HISTORY OF CAPE NEDDICK COUNTRY CLUB
Cape Neddick Country Club began very informally
about 1900 as three country golf holes on John Pickering’s family
estate. Over time the three short holes were expanded to six and then,
at the time of the United States’ entry into World War I, the course
went to nine holes. It is not clear who served as architect during this
early period, perhaps no one. However, in 1919 the little club was incorporated
as Cliff Country Club, and hired legendary golf course architect Donald
Ross to lay out a full 18 holes.

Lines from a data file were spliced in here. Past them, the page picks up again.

PR #85, opened 2017-03-22
Move from protobuf to bincode for a wire format 

alexcrichton:
This commit migrates away from the `protobuf` crate to instead just working with
bincode on the wire as a serialization format. This is done by leveraging a few
different crates:

* The `bincode` and `serde_derive` crates are used to define serialization
  for Rust structures as well as provide a bincode implementation.
* The `tokio_io::codec::length_delimited` module implements framing via length
  prefixes to transform an asynchronous stream of bytes into a literal `Stream`
  of `BytesMut`.
* The `tokio_serde_bincode` crate is then used to tie it all together, parsing
  these `BytesMut` as the request/response types of sccache.

Most of the changes here are related to moving away from the protobuf API
throughout the codebase (e.g. `has_foo` and `take_foo`) towards a more
rustic-ish API that just uses enums/structs. Overall it felt quite natural (as
one would expect) to just use the raw enum/struct values.

This may not be quite as performant as before but that doesn't really apply to
sccache's use case where perf is hugely dominated by actually compiling and
hashing, so I'm not too too worried about that.

My personal motivation for this is twofold:

1. Using `protobuf` was a little clunky throughout the codebase and definitely
   had some sharp edges that felt good to smooth out.
2. There's currently what I believe some mysterious segfault and/or stray write
   happening in sccache and I'm not sure where. The `protobuf` crate had a lot
   of `unsafe` code and in lieu of actually auditing it I figured it'd be good
   to kill two birds with one stone. I have no idea if this fixes my segfault
   problem (I never could reproduce it) but I figured it's worth a shot.


luser:
Excellent! I've wanted to drop protobuf for serde for a while now (https://github.com/mozilla/sccache/issues/20). I'm not sure that the specific wire format matters all that much in terms of perf, and being able to packet-sniff the traffic and read the JSON could prove useful.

Ross’ expansion reached completion
by 1925 and became a focal point of interest for many summer visitors
to Ogunquit and York, for John Pickering’s friends, and particularly
for the local artists and business owners who wished to practice the
growing sport of golf.
Although in those early days the course did not benefit from today’s agronomic
knowledge or from the advanced equipment that is now available to manicure and
irrigate greens, tees, and fairways, Cliff Country Club’s course lay
out was apparently well received and well regarded, according to the reminiscences
of several of the caddies who worked at the club from 1925 through the 1940s.

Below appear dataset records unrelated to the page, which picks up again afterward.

PR #86, opened 2017-03-23
Go back to raw process spawning on Windows

alexcrichton:
Unfortunately a crucial detail I missed is that the previous incarnation of this
function set `bInheritHandles` to `FALSE` which caused the server process to not
inherit any handles from the parent process. The Rust standard library, however,
unconditionally passes `TRUE` for this variable right now.

I discovered, though, that with CMake the `cmake` process itself would hang
until all of its child pipes were closed, and one of those pipes was one that
leaked all the way into the server process. I unfortunately could not figure out
a way to stop the leak, so I've opted to just revert the part to use the
standard library's spawning mechanism back to calling `CreateProcess` manually.

### DIFF
--- a/src/commands.rs
+++ b/src/commands.rs
@@ -195,13 +195,18 @@ fn redirect_error_log() -> Result<()> {
 #[cfg(windows)]
 fn run_server_process() -> Result<ServerStartup> {
     use futures::Future;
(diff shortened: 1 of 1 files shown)


luser:
That's unfortunate. :-(

PR #90, opened 2017-03-23
Try to get more info out of server crashes

alexcrichton:
Apply two separate techniques:

* Ensure that core dumps come out of the server by calling `setrlimit` manually
* Install some signal handlers which print out the signal that was received

Hopefully this'll help debugging issues by at least confirming what happens.

### DIFF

One such caddy, Richard Boardman, long a member of the club, recalls a full-day
caddy 1939 caddy strike aimed at procuring an increase in caddy wages from
the
then prevailing 35-50 cents for nine holes and 50-75 cents for 18 holes.

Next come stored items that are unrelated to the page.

PR #92, opened 2017-03-27
Send environment variables from client, hash CARGO_ env vars in Rust

luser:
This fixes a longstanding issue about not using the client's environment for compilation, and then uses that fix to include CARGO_ env vars in Rust hash generation.

### DIFF
--- a/src/compiler/c.rs
+++ b/src/compiler/c.rs
@@ -18,12 +18,12 @@ use futures_cpupool::CpuPool;
 use mock_command::CommandCreatorSync;
 use sha1;
 use std::borrow::Cow;
-use std::collections::HashMap;
-use std::env;
+use std::collections::{HashMap, HashSet};
+use std::ffi::{OsStr, OsString};
 use std::fmt;
 use std::path::Path;
 use std::process;
-use util::sha1_digest;
+use util::{os_str_bytes, sha1_digest};
 
 use errors::*;
 
@@ -106,6 +106,7 @@ pub trait CCompilerImpl: Clone + fmt::Debug + Send + 'static {
                      executable: &str,
                      parsed_args: &ParsedArguments,
                      cwd: &str,
+                     env_vars: &[(OsString, OsString)],
                      pool: &CpuPool)
                      -> SFuture<process::Output> where T: CommandCreatorSync;
     /// Run the C compiler with the specified set of arguments, using the
@@ -116,6 +117,7 @@ pub trait CCompilerImpl: Clone + fmt::Debug + Send + 'static {
                   preprocessor_output: Vec<u8>,
                   parsed_args: &ParsedArguments,
                   cwd: &str,
+                  env_vars: &[(OsString, OsString)],
                   pool: &CpuPool)
                   -> SFuture<(Cacheable, process::Output)>
         where T: CommandCreatorSync;
@@ -167,13 +169,15 @@ impl<T, I> CompilerHasher<T> for CCompilerHasher<I>
     fn generate_hash_key(self: Box<Self>,
                          creator: &T,
                          cwd: &str,
+                         env_vars: &[(OsString, OsString)],
                          pool: &CpuPool)
                          -> SFuture<HashResult<T>>
     {
         let me = *self;
         let CCompilerHasher { parsed_args, executable, executable_digest, compiler } = me;
-        let result = compiler.preprocess(creator, &executable, &parsed_args, cwd, pool);
+        let result = compiler.preprocess(creator, &executable, &parsed_args, cwd, env_vars, pool);
         let out_file = parsed_args.output_file().into_owned();
+        let env_vars = env_vars.to_vec();
         let result = result.map_err(move |e| {
             debug!("[{}]: preprocessor failed: {:?}", out_file, e);
             e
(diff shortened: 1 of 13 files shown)


src/compiler/c.rs
```diff
@@ -106,6 +105,7 @@ pub trait CCompilerImpl: Clone + fmt::Debug + Send + 'static {
                      executable: &str,
                      parsed_args: &ParsedArguments,
                      cwd: &str,
+                     env_vars: &Vec<(String, String)>,
```
alexcrichton: Perhaps `&[(String, String)]`?

src/compiler/rust.rs
```diff
@@ -215,12 +219,15 @@ fn parse_dep_info<T>(dep_info: &str, cwd: T) -> Vec<String>
...
-fn get_compiler_outputs<T>(creator: &T, executable: &str, arguments: &[String], cwd: &str) -> SFuture<Vec<String>>
+fn get_compiler_outputs<T>(creator: &T, executable: &str, arguments: &[String], cwd: &str,
+                           env_vars: &Vec<(String, String)>) -> SFuture<Vec<String>>
     where T: CommandCreatorSync,
 {
     let mut cmd = creator.clone().new_command_sync(executable);
     cmd.args(&arguments)
         .args(&["--print", "file-names"])
+        .env_clear()
+        .envs(env_vars.iter().map(|&(ref k, ref v)| (k, v)))
```
alexcrichton: This seems like it's somewhat tricky to remember (clear the env before setting more env vars). I wonder if sccache could benefit from a [`Command` look alike](https://github.com/rust-lang/cargo/blob/master/src/cargo/util/process_builder.rs#L11-L17) which allows introspection (we still need to add this to libstd...) to maybe package up arguments like the executable, cwd, env, and base arguments? 

(just a random note for a future PR/refactoring)

src/compiler/rust.rs
```diff
@@ -540,15 +549,26 @@ impl<T> CompilerHasher<T> for RustHasher
...
             }
-            // 6. TODO: Environment variables: CARGO_* at the very least.
-            // https://github.com/mozilla/sccache/issues/89
+            // 6. Environment variables. Ideally we'd use anything referenced
+            // via env! in the program, but we don't have a way to determine that
+            // currently, and hashing all environment variables is too much, so
+            // we'll just hash the CARGO_ env vars and hope that's sufficient.
+            // Upstream Rust issue tracking getting information about env! usage:
+            // https://github.com/rust-lang/rust/issues/40364
+            for &(ref var, ref val) in env_vars.iter() {
```
alexcrichton: I think we'll want to be sure to sort these before hashing, right?

src/compiler/rust.rs
luser: Yeah, that's a sensible idea. I actually went back and changed this to add `envs` on `RunCommand` to make it slightly less verbose, but encapsulating all this commonality seems like a good idea.

src/compiler/rust.rs
luser: Oops, good catch! Might have even caught that with the unit test I added if I had used more than one env var...

src/protocol.rs
```diff
@@ -23,35 +33,55 @@ pub enum CompileResponse {
...
 #[derive(Serialize, Deserialize, Debug)]
 pub struct Compile {
+    /// The full path to the compiler executable.
     pub exe: String,
+    /// The current working directory in which to execute the compile.
     pub cwd: String,
+    /// The commandline arguments passed to the compiler.
     pub args: Vec<String>,
+    /// The environment variables present when the compiler was executed, as (var, val).
+    pub env_vars: Vec<(String, String)>,
```
alexcrichton: With the new serde version I think this could also start to be a OsString as well

src/compiler/rust.rs
luser: I filed https://github.com/mozilla/sccache/issues/95 on this.

src/compiler/c.rs
luser: ...yeah that makes more sense. Fixed.

src/protocol.rs
luser: I pushed the serde bump to master and then fell down this rabbit hole. The only thing that I didn't have a great solution for was adding `OsString`s to the hash, so [I wrote a crappy equivalent of `OsStringExt::as_bytes` for Windows](https://github.com/luser/sccache/blob/27d719873d3e7ffa3de69f8d387f10e89dd18875/src/util.rs#L62) that just `mem::transmute`s. I suspect it will not ever be a problem in practice (and I added a unit test that should fail if it ever breaks) but it sure *feels* wrong.

src/compiler/c.rs
```diff
@@ -255,19 +261,21 @@ pub const CACHED_ENV_VARS : &'static [&'static str] = &[
...
-    //TODO: should propogate these over from the client.
-    // https://github.com/glandium/sccache/issues/5
-    for var in CACHED_ENV_VARS.iter() {
-        if let Ok(val) = env::var(var) {
-            m.update(var.as_bytes());
+    //TODO: use lazy_static.
+    let cached_env_vars: HashSet<OsString> = CACHED_ENV_VARS.iter().map(|v| OsStr::new(v).to_os_string()).collect();
+    for &(ref var, ref val) in env_vars.iter() {
+        if cached_env_vars.contains(var) {
+            m.update(os_str_bytes(var));
```
alexcrichton: This runs a risk of breaking in future rust versions, but could `Hash for OsStr` be used here instead?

In 1942 the club decided to abandon the back nine holes because wartime
and the residual effects of the long depression cut back revenues to
the point where
all resources were needed just to keep the basic golf operation afloat. Perhaps
also as a result of the decreasing revenues, in 1949 John Pickering asked 15
men who summered in Ogunquit to invest $1,000 each and “take the property
off his hands”. These 15, later joined by a 16th, formed Cliff Realty
Corporation, which has continued to own and operate the golf course to the
present. After
a period during which the corporation leased the property to the club members,
Cliff Realty reassumed management in 1990, renamed the club Cape Neddick Country
Club, and began to invest in machinery and personnel sufficient to improve
the condition of the course and the clubhouse to the level expected by the
many members
and guests from Massachusetts and Florida with summer houses in Ogunquit and
York. The largest step was the expansion to 18 holes and the installation of
an irrigation system in 1997-98 at a cost of almost $2 million. Since then,
the corporation has expended another $2 million to upgrade the clubhouse, driving
range, parking lot, aesthetics, and general ambience as well as to combat drainage
problems and to add cart paths on many fairways.
One element of club life has not changed over the decades: Cape Neddick Country
Club remains, by all indications, the friendliest and most hospitable that its
members and guests and the public players have experienced anywhere.